WooWooOwl · 17/09/2014 08:04

This thread is weird.

Why would you be offended just because your husband doesn't want to see the stuff you post on his Facebook? If you're posting political stuff, it's not like he's ignoring personal things about you that you choose to post, and presumably he already knows your political views?

I can't stand political posts on FB, that's just not what I enjoy using it for, but it doesn't mean I don't like some people who choose to use FB to push their politics on others. There's nothing to be offended about, so if you're going to be upset about your posts being hidden, you can't expect everyone else to see that as reasonable.

MyFairyKing · 17/09/2014 08:19

You are placing far too much importance on facebook.

Notsoyummymummy1 · 17/09/2014 20:28

Hide from him in real life - I feel this would make the point. I find behind the sofa is often a good start.

5madthings · 17/09/2014 20:36

I'm not even friends with dp on fb, it's my space I use for keeping in touch with friends and family. Sharing stuff I want to share, the odd rant or link or whatever. Dp wouldn't be interested in some of the stuff I post.

We don't need to be friends online. I know others who aren't friends with their partners/husband's online and have friends who are. Whatever works but it's not something to be offended by.

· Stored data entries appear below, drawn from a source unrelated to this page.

PR #164, opened 2019-08-21
Add secret CRUD endpoints to api-spec.

oponder:
This adds CRUD endpoints at `/v4/clusters/{cluster_id}/apps/{app_name}/secret/`

@rossf7 and others, are there any decisions made yet regarding the conventional name for the user config secret?

Like how the configmap should be called `{app-name}-user-values`.
What should / will the secret be called?

### DIFF
--- a/spec/definitions.yaml
+++ b/spec/definitions.yaml
@@ -470,6 +470,16 @@ definitions:
     description: A part of the App CR that we create behind the scenes
     additionalProperties: true
 
+  V4GetClusterAppSecretResponse:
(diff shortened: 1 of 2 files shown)


oponder:
No worries ross! Your feedback was totally timely! I'll use `{app-name}-user-secrets` and update that here in the docs, as well as in the code of the api endpoints 👍 

Keeping this PR open for now while I work on the implementation. 

TODO:
- [ ] Merge once API endpoints are tested and live.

CrayolaCocaColaRocknRolla · 19/09/2014 13:49

How does fb cause rows? I have dp on facebook and everything's dandy. the only ex he has on fb is the one he was with when he was 13... hardly classed as an ex, right? He's on my favourites too, never caused a row, i really do not care.

WowserBowser · 19/09/2014 13:57

MN has bizarre notions on FB.

I am friends with dh on FB because i find him interesting.

Yes, in real life too.

He doesn't tell me every thought he has or every article he has read etc. Some of you must do a LOT of talking Grin

manicinsomniac · 19/09/2014 14:13

I'm single but I don't know any married couple who don't have each other on fb (apart from those who don't have it at all that is). I don't find it odd that some don't but I do think it's unusual.

I don't think I'd be bothered by the hiding but don't think YABU either - if you're upset you're upset and he should be nice to you about it.

I do have a couple of couples on my fb who share an account - now I do think that's weird - I'm never quite sure who I'm talking to!

WowserBowser · 19/09/2014 14:19

Oh yes, that's bleugh! 'JanNSteve Ness' or whatever.

It makes me think the man must be a raging cheater.